Production considerations
Some important things for keeping this running for real:
| Concern | Recommendation |
|---|---|
| Storage | Mount /home/nonroot/.copilot/session-state/ on a persistent volume |
| Secrets | Use K8s Secrets or Vault for COPILOT_GITHUB_TOKEN |
| Health check | client.Ping() as a liveness probe, restart if it does not respond |
| Session cleanup | Cron to delete sessions older than 24h (+ 30min idle auto-cleanup) |
| Locking | Redis SETNX if multiple pods access the same session |
| Observability | OpenTelemetry → OTLP collector → Grafana/Jaeger |
| Graceful shutdown | Drain active sessions before stopping the CLI |
| Rate limiting | Apply it in your API layer; the SDK does not limit |
Conclusion
The Copilot SDK turns Copilot from a code assistant into an agent runtime. You define behavior in code (not Markdown), control permissions, intercept the flow with hooks, inject dynamic context, and deploy it like any microservice.
The Go SDK in particular has a very elegant proposition: the bundler + //go:embed generates a single static binary with the CLI included. No sidecar, no Docker-in-Docker, no external dependency. go build, and you are done.

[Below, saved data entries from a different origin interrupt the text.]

PR #58, opened 2017-07-19
Remove a function composition from totientSum by using a better choice for triangle

incertia:
This also better matches the formula described in [mathworld](http://mathworld.wolfram.com/TotientSummatoryFunction.html).
On the other hand, ``totientSum = (`div` 2) . (+1) . generalInversion ((^2) . fromIntegral)`` is another candidate by following the formula from [wikipedia](https://en.wikipedia.org/wiki/Euler%27s_totient_function#Other_formulae), which kills a where clause as well.

The latter *might* offer very minor performance improvements due to shuffling around of arithmetic operations.

I chose to keep using the triangle inversion formula because that was the previously used formula.

### DIFF
--- a/Math/NumberTheory/MoebiusInversion.hs
+++ b/Math/NumberTheory/MoebiusInversion.hs
@@ -23,11 +23,14 @@ import Math.NumberTheory.Unsafe
 
 -- | @totientSum n@ is, for @n > 0@, the sum of @[totient k | k <- [1 .. n]]@,
 --   computed via generalised Moebius inversion.
---   Arguments less than 1 cause an error to be raised.
+--   See <http://mathworld.wolfram.com/TotientSummatoryFunction.html> for the
+--   formula used for @totientSum@.
 totientSum :: Int -> Integer
-totientSum = (+1) . generalInversion (triangle . fromIntegral)
+totientSum n
+  | n < 1 = 0
+  | otherwise = generalInversion (triangle . fromIntegral) n
   where
-    triangle n = (n*(n-1)) `quot` 2
+    triangle k = (k*(k+1)) `quot` 2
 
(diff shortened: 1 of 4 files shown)


cartazio:
pardon my possible confusion, but what does this commit achieve? could you walk me through your reasoning a bit more?

Bodigrim:
Well, it is a small, but still valuable improvement IMO. To make it even more valuable, @incertia, could you please also add case `totientSum n = 0` for non-positive `n` (instead of internal error, which is current behaviour!) and reflect this change in comment and in tests? 

I'd rather keep version with `triangle`, and add a link to the source of formula in comment.

incertia:
all it really does is avoid a composition with (+1) in the definition of totientSum and match the formula in the first search result for "euler totient sum" to avoid any possible confusion if someone examines the source and doesn't recognize the formula used

apart from that, not much.

incertia:
I made the changes @Bodigrim mentioned as well as added two special test cases (totientSum 0 should be 0, and totientSum (negative number) should be 0). Currently the cabal build will output a warning about how the binding for n in triangle shadows the binding in totientSum. If you guys want to merge the changes I can squash the commits and rename n -> k for triangle.

cartazio:
oh ok, i read the diff wrong, i thought you had added the (+1) . :)))))

my bad!

i leave @Bodigrim  to make the call as he sees fit :)

Bodigrim:
@incertia please use [haddock markup ](https://www.haskell.org/haddock/doc/html/ch03s08.html#idm140354810727840) for URLs.

incertia:
I added angle brackets around the URLs and force pushed a squash.

Bodigrim:
Great! Thanks for your contribution.

PR #65, opened 2017-08-16
Factorisation over elliptic curves

Bodigrim:
The aim of this branch is to refactor computational core of factorisation over Montogomery elliptic curve. Here is a changelog:

* Move computations on elliptic curve into separate module. Use more sophisticated types to represent points on a curve, which helps us to avoid mixing points from different curves.
* Write separate tests for arithmetic over elliptic curve.
* #21 Use B1, B2 and CC parameters as per GMP ECM table.
* #23 Fix jumping from tier to tier.
* Rewrite and simplify [Step 1](http://www.mersennewiki.org/index.php/Elliptic_Curve_Method#Step_1) of elliptic factorization. The code was overengineered and prematurely optimized, making it very hard to read and understand. It appeared that all these complications have no measurable impact on performance.
* Reimplement [Step 2](http://www.mersennewiki.org/index.php/Elliptic_Curve_Method#Step_1) in a right way. In fact previous implementation has nothing to do with Step 2, it was actually slightly modified Step 1. This has a great impact on performance, which is witnessed by the following table. For integers, which factors were found on Step 2, timings are drastically lower.

  Benchmark    | v. 0.5.0.1 | branch
  -------------|-----------:|-------:
  factorise50  |     26 ms  |   8 ms
  factorise60  |      6 ms  |   5 ms
  factorise70  |   3053 ms  | 213 ms
  factorise80  |    488 ms  | 169 ms
  factorise90  |     44 ms  |  26 ms
  factorise100 |   4373 ms  |3039 ms

  Nevertheless, there is plenty of room for further improvement. I have done some experiments, but their proper productionalization will take much more time than I have available at the moment. That said, I decided to delay them indefinitely and merge present state of affairs into master.

### DIFF
--- a/Math/NumberTheory/Curves/Montgomery.hs
+++ b/Math/NumberTheory/Curves/Montgomery.hs
@@ -1,0 +1,160 @@
+-- |
+-- Module:      Math.NumberTheory.Curves.Montgomery
+-- Copyright:   (c) 2017 Andrew Lelechenko
+-- Licence:     MIT
+-- Maintainer:  Andrew Lelechenko <andrew.lelechenko@gmail.com>
+-- Stability:   Provisional
+-- Portability: Non-portable (GHC extensions)
+--
+-- Arithmetic on Montgomery elliptic curve.
+--
+
+{-# LANGUAGE BangPatterns        #-}
+{-# LANGUAGE DataKinds           #-}
+{-# LANGUAGE GADTs               #-}
+{-# LANGUAGE KindSignatures      #-}
+{-# LANGUAGE LambdaCase          #-}
+{-# LANGUAGE MagicHash           #-}
+{-# LANGUAGE ScopedTypeVariables #-}
+
+module Math.NumberTheory.Curves.Montgomery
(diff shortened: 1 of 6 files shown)


cartazio:
This sounds great.  I'll try to have a look see. 

@ebutleriv might be a good second reader since he was messing around with using some Haskell elliptic curve apis last spring.

EButlerIV:
Oh, nice! Looking at this now

cartazio:
@Bodigrim  question: why do some of the knownnat variables have funny names like "a24"?

:)

cartazio:
Derp never mind. I need to read more closely :)

Bodigrim:
@EButlerIV thanks for looking into this.

EButlerIV:
Np. This looks really good. The new Montgomery curve module is super clean and easy to noodle around with and congrats on the significant factorization performance increase. IMO it's good to merge as-is.

Bodigrim:
Cool. Many thanks for your time.

PR #66, opened 2017-08-31
Use GHC.TypeNats instead of GHC.TypeLits

Bodigrim:
GHC 8.2 features new `GHC.TypeNats` module, providing a total bijection between usual and type-level naturals. Compare it with `GHC.TypeLits` (which is a thin compatibility layer from now on):

```haskell
GHC.TypeLits.someNatVal :: Integer -> Maybe SomeNat
GHC.TypeNats.someNatVal :: Natural -> SomeNat
```

The latter is much more convenient in applications and allows to avoid "impossible" cases. Here is an example from `Math.NumberTheory.Moduli.Class`:

```diff
 modulo :: Integer -> Natural -> SomeMod
-modulo n m = case someNatVal (toInteger m) of
-  Nothing                       -> error "modulo: negative modulo"
-  Just (SomeNat (_ :: Proxy t)) -> SomeMod (fromInteger n :: Mod t)
+modulo n m = case someNatVal m of
+  SomeNat (_ :: Proxy t) -> SomeMod (fromInteger n :: Mod t)
```

The purpose of the branch is to switch to `GHC.TypeNats` for GHC >= 8.2 and provide compatibility layer for older GHCs.

### DIFF
--- a/GHC/TypeNats/Compat.hs
+++ b/GHC/TypeNats/Compat.hs
@@ -1,0 +1,36 @@
+{-# LANGUAGE CPP         #-}
+
+{-# OPTIONS_HADDOCK hide #-}
+
+#if MIN_VERSION_base(4,10,0)
+
+module GHC.TypeNats.Compat
+  ( module GHC.TypeNats
+  ) where
+
+import GHC.TypeNats
+
+#else
+
+module GHC.TypeNats.Compat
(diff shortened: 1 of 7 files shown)


cartazio:
We have type nats in ghc now? Yay

PR #67, opened 2017-09-01
add fsLookup

### LINKED ISSUE #34: Getting the smallest prime factors from a FactorSieve
It does not seem that there is an inexpensive way to look up the contents of a `FactorSieve`, which is unfortunate because a factor sieve can have other useful purposes beyond generating prime factorizations.

Due to memory optimizations I imagine that directly exposing the container is out of the question - but even just a lookup function like `sieveSmallestFactor :: Sieve -> Integer -> Integer` (or `Maybe Integer`) would be immensely useful.

Of course, there are the edge cases of how to handle inputs of `0` or `1`.

ExpHP:
closes #34 

**This commit is broken** (only because Misc isn't exposed), I'm just putting it up to remind myself to come back to it and possibly gather ideas.

I only just now (re)discovered that Primes.Sieve.Misc is not exposed, which means a number of good things I can do:

* I can expose this, `fsBound`, and possibly `fsPrimeTest` from `Factorisation` where they can sit next to `factorSieve`.
* I can also name them `sieveLookup` and etc. for consistency with `sieveFactor`
* There's no need to feel commited to any unusual design choices particular to fsPrimeTest.

### DIFF
--- a/Math/NumberTheory/Primes/Factorisation.hs
+++ b/Math/NumberTheory/Primes/Factorisation.hs
@@ -27,6 +27,7 @@ module Math.NumberTheory.Primes.Factorisation
     , FactorSieve
     , factorSieve
     , sieveFactor
+    , sieveSmallestFactor
       -- *** Trial division
     , trialDivisionTo
       -- ** Partial factorisation
--- a/Math/NumberTheory/Primes/Sieve/Misc.hs
+++ b/Math/NumberTheory/Primes/Sieve/Misc.hs
@@ -21,9 +21,9 @@ module Math.NumberTheory.Primes.Sieve.Misc
       -- ** Smallest prime factors
     , factorSieve
     , sieveFactor
+    , sieveSmallestFactor
     , fsBound
     , fsPrimeTest
-    , fsLookup
       -- ** Totients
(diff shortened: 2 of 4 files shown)


ExpHP:
note: I did push this in a rush.  The reason it's broken is because I did something dumb and changed it (moved it from `Factorisation` where I initially put it to the `Misc` module) right after testing that it worked. (and then when I rediscovered that Misc is private, it opened up a whole new realm of possibilities for better implementations that I want to consider)

ExpHP:
**Todo:**

- [ ] treat edge cases more similarly to `sieveFactor` instead of `fsPrimeTest`
- [ ] expose from `Factorisation`
- [ ] fix test
- [ ] bench against the fastest currently existing alternative to make sure this is at least *worth* it
- [ ] audit docs
  - [ ] incorrect method names
  - [ ] rustisms (backticks, `Option/Some/None`)
  - [ ] `n=0` -> `n == 0`

ExpHP:
[This is not fast enough to be worth it IMO](https://github.com/cartazio/arithmoi/issues/34#issuecomment-326764873)

PR #72, opened 2017-10-01
Lazy factorisation of huge numbers

Bodigrim:
Function `factorise` is a lazy producer of small factors, but not of bigger ones. If trial division is not enough, factorisation over elliptic curve is invoked, which does not return any factor, until it finds them all. This is inconvenient and redundant in many scenarios, when computations can short-circuit as soon as several first factors were found (for instance, Mobius function). 

The proposed patch eliminate this defect. E. g., now it is possible to compute first factor of huge composite without factoring it completely:

```haskell
> head $ factorise' $ 14145130711 * 10000000000000000000000000000000000000121 * 100000000000000000000000000000000000000000000000447
(14145130711,1)
```

The only (and expected) shortcoming is that the list of factors is no longer sorted. But we never claimed it is, it has always been just an implementation detail.

### DIFF
--- a/Math/NumberTheory/GCD.hs
+++ b/Math/NumberTheory/GCD.hs
@@ -260,6 +260,8 @@ cw32 (W32# x#) (W32# y#) = coprimeWord# x# y#
 -- having to merge multiplicities of primes, which occurs more than in one
 -- composite factor.
 --
+-- > > splitIntoCoprimes [(140, 1), (165, 1)]
+-- > [(5,2),(28,1),(33,1)]
 -- > > splitIntoCoprimes [(360, 1), (210, 1)]
 -- > [(2,4),(3,3),(5,2),(7,1)]
 splitIntoCoprimes :: (Integral a, Num b) => [(a, b)] -> [(a, b)]
--- a/Math/NumberTheory/GCD.hs
+++ b/Math/NumberTheory/GCD.hs
@@ -20,11 +20,17 @@
 --
 -- When using this module, always compile with optimisations turned on to
 -- benefit from GHC's primops and the rewrite rules.
-{-# LANGUAGE CPP, BangPatterns, MagicHash #-}
+
+{-# LANGUAGE BangPatterns #-}
+{-# LANGUAGE CPP          #-}
+{-# LANGUAGE LambdaCase   #-}
+{-# LANGUAGE MagicHash    #-}
+
 module Math.NumberTheory.GCD
     ( binaryGCD
     , extendedGCD
     , coprime
+    , splitIntoCoprimes
     ) where
 
 import Data.Bits
@@ -245,3 +251,31 @@ cw16 (W16# x#) (W16# y#) = coprimeWord# x# y#
 
 cw32 :: Word32 -> Word32 -> Bool
 cw32 (W32# x#) (W32# y#) = coprimeWord# x# y#
+
+-- | The input list is assumed to be a factorisation of some number
+-- into a list of powers of (possibly, composite) non-zero factors. The output
+-- list is a factorisation of the same number such that all factors
+-- are coprime. Such transformation is crucial to continue factorisation
+-- (lazily, in parallel or concurrent fashion) without
+-- having to merge multiplicities of primes, which occurs more than in one
+-- composite factor.
+--
+-- > > splitIntoCoprimes [(360, 1), (210, 1)]
+-- > [(2,4),(3,3),(5,2),(7,1)]
+splitIntoCoprimes :: (Integral a, Num b) => [(a, b)] -> [(a, b)]
+splitIntoCoprimes = \case
+  [] -> []
+  ((1,  _) : rest) -> splitIntoCoprimes rest
+  ((x, xm) : rest) -> case popSuchThat (\(r, _) -> gcd x r /= 1) rest of
+    Nothing            -> (x, xm) : splitIntoCoprimes rest
+    Just ((y, ym), zs) -> let g = gcd x y in splitIntoCoprimes
+      ((g, xm + ym) : (x `quot` g, xm) : (y `quot` g, ym) : zs)
+
+popSuchThat :: (a -> Bool) -> [a] -> Maybe (a, [a])
+popSuchThat predicate = go
+  where
+    go = \case
+      [] -> Nothing
+      (x : xs)
+        | predicate x -> Just (x, xs)
+        | otherwise   -> fmap (fmap (x :)) (go xs)
--- a/Math/NumberTheory/Primes/Factorisation/Montgomery.hs
+++ b/Math/NumberTheory/Primes/Factorisation/Montgomery.hs
@@ -51,7 +51,7 @@ module Math.NumberTheory.Primes.Factorisation.Montgomery
 
 import Control.Arrow
 import System.Random
-import Control.Monad.State.Strict
+import Control.Monad.State.Lazy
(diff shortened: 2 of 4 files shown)


Math/NumberTheory/GCD.hs
```diff
@@ -245,3 +251,31 @@ cw16 (W16# x#) (W16# y#) = coprimeWord# x# y#
...
+
+-- | The input list is assumed to be a factorisation of some number
+-- into a list of powers of (possibly, composite) non-zero factors. The output
+-- list is a factorisation of the same number such that all factors
+-- are coprime. Such transformation is crucial to continue factorisation
+-- (lazily, in parallel or concurrent fashion) without
+-- having to merge multiplicities of primes, which occurs more than in one
+-- composite factor.
+--
+-- > > splitIntoCoprimes [(360, 1), (210, 1)]
```
cartazio: took me a moment to think through this, but its nicely written

Math/NumberTheory/Primes/Factorisation/Montgomery.hs
```diff
@@ -152,75 +155,88 @@ stdGenFactorisation primeBound sg digits n
...
 --   unlikely to succeed if @n@ has more than one (really) large prime factor.
-curveFactorisation :: Maybe Integer                 -- ^ Lower bound for composite divisors
-                   -> (Integer -> Bool)             -- ^ A primality test
-                   -> (Integer -> g -> (Integer,g)) -- ^ A PRNG
-                   -> g                             -- ^ Initial PRNG state
-                   -> Maybe Int                     -- ^ Estimated number of digits of the smallest prime factor
-                   -> Integer                       -- ^ The number to factorise
-                   -> [(Integer,Int)]               -- ^ List of prime factors and exponents
+curveFactorisation
+  :: forall g.
```
cartazio: i like that this is parameterized over the RNG alg :)

cartazio: to clarify the comment on this function: the integer input to curveFactorization assumes "small" factors are absent from the factorization of the input, right?

Math/NumberTheory/Primes/Factorisation/Montgomery.hs
```diff
@@ -152,75 +155,88 @@ stdGenFactorisation primeBound sg digits n
...
+                fmap mconcat $ flip mapM cs $
+                  \(x, xm) -> if ptest x
+                              then pure (Factors [(x, xm)] [])
+                              else repFact x b1 b2 (count - 1)
+
+data Factors = Factors
+  { _primeFactors     :: [(Integer, Int)]
+  , _compositeFactors :: [(Integer, Int)]
+  }
+
```
cartazio: the safety/correctness condition for this semigroup seems tricky to enforce outside of internals, eg if 2 is a prime factor and 4 is a composite factor, right?

cartazio: (granted any checking / soundness guarantees would be bad for algorithm complexity)

Math/NumberTheory/Primes/Factorisation/Montgomery.hs
```diff
@@ -152,75 +155,88 @@ stdGenFactorisation primeBound sg digits n
...
+-- 1) for each argument no prime factor divides any composite factor.
+-- 2) numbers, represented by arguments, are coprime.
+instance Semigroup Factors where
+  Factors pfs1 cfs1 <> Factors pfs2 cfs2
+    = Factors (pfs1 <> pfs2) (cfs1 <> cfs2)
+
+instance Monoid Factors where
+  mempty = Factors [] []
+  mappend = (<>)
+
```
cartazio: could we make this code cleaner by considering a Generalized Version of the Factors data type thats some sort of Bifunctor/ProFunctor/SemiGroupoid/Category?

the modify Powers code is suggestive of that in my mind

cartazio: bifunctor would give bimap being the obvious one, just not sure if that improves other bits :)

cartazio: eg 
```
data Factors a b = Factors [(a,Int)] [(b,Int)] 
```
-- because we're assuming exponents x such that abs x \leq 2^31 ?

cartazio: ... should/could the powers be both in Int vs Integer form for generality?

Math/NumberTheory/Primes/Factorisation/Montgomery.hs
Bodigrim: In fact, this `Semigroup` is lawful in any case, it just may be less suitable for factorisation. I have moved comments to the relevant pieces of `curveFactorisation`.

Math/NumberTheory/Primes/Factorisation/Montgomery.hs
Bodigrim: It does not make much sense to make powers anything else then `Int`: even `2 ^ (maxBound :: Int)` is tremendously huge. So I am not sure whether it will make code clearer. 

W. r. t. to `Semigroup` / `Monoid` instances,  AFAIK there is no `DeriveMonoid` language extension to scrap this boilerplate.

Math/NumberTheory/Primes/Factorisation/Montgomery.hs
Bodigrim: I have expanded the comment.

Math/NumberTheory/GCD.hs
Bodigrim: I have added one more (less complicated) example.

Bodigrim:
Thanks for review! I have implemented some of suggestions.

Math/NumberTheory/GCD.hs
cartazio: ok, that def helps

Math/NumberTheory/Primes/Factorisation/Montgomery.hs
cartazio: ok, very nice

what RNG is default STD gen? :)

cfredric:
In the spirit of laziness, the `factorise` in `Math.NumberTheory.GaussianIntegers` could also be improved. The current implementation outputs factors in order of ascending magnitude, but that also isn't guaranteed by the doc comment - it's just an implementation detail.

I'd have to test it out to be sure (since it's been a while since I wrote that code), but I think this would be as simple as removing the `reverse .` in the definition of `factorise` (once `Factorisation.factorise` is modified to be lazy).

cfredric:
Ahh I lied, it's not that simple. It would also require modifying `factorise`'s `helper` to just add factors to the list as it goes, rather than building the list as an accumulator. But I have no doubt that's a trivial change compared to the rest of this PR :)

Math/NumberTheory/Primes/Factorisation/Montgomery.hs
Bodigrim: `System.Random.mkStdGen` with an xored argument of `factorise` as a seed.

Bodigrim:
@cfredric it would be nice if you get time to prepare a patch for `Math.NumberTheory.GaussianIntegers.factorise`.

Bodigrim:
Patch for lazy `factorise` for `GaussianIntegers` is in #76.

PR #76, opened 2017-10-09
Make GaussianIntegers.factorise lazy

cfredric:
This PR makes the changes necessary for GaussianIntegers.factorise to be lazy. It also includes some minor refactoring in GaussianIntegers.factorise and an unexported helper function.


Bodigrim:
Great! Could you please add a test? Kind of https://github.com/cartazio/arithmoi/blob/master/test-suite/Math/NumberTheory/Primes/FactorisationTests.hs#L50

LICENSE
```diff
@@ -1,4 +1,4 @@
-Copyright (c) 2011 Daniel Fischer, 2016-2017 Andrew Lelechenko, Carter Schonwald
+Copyright (c) 2011 Daniel Fischer, 2016-2017 Andrew Lelechenko, Carter Schonwald, Google Inc.
```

The agent we built here is a real use case: it receives webhooks from monitoring systems, diagnoses incidents autonomously, keeps conversations with engineers going through Slack, and executes remediations with permission gates. Everything is observable through OpenTelemetry.
This is not an AI “Hello, World!”. It is a production microservice that happens to have an LLM inside.
The code and examples in this post are based on the Copilot SDK documentation. The SDK is in public preview; check the repository for the latest version.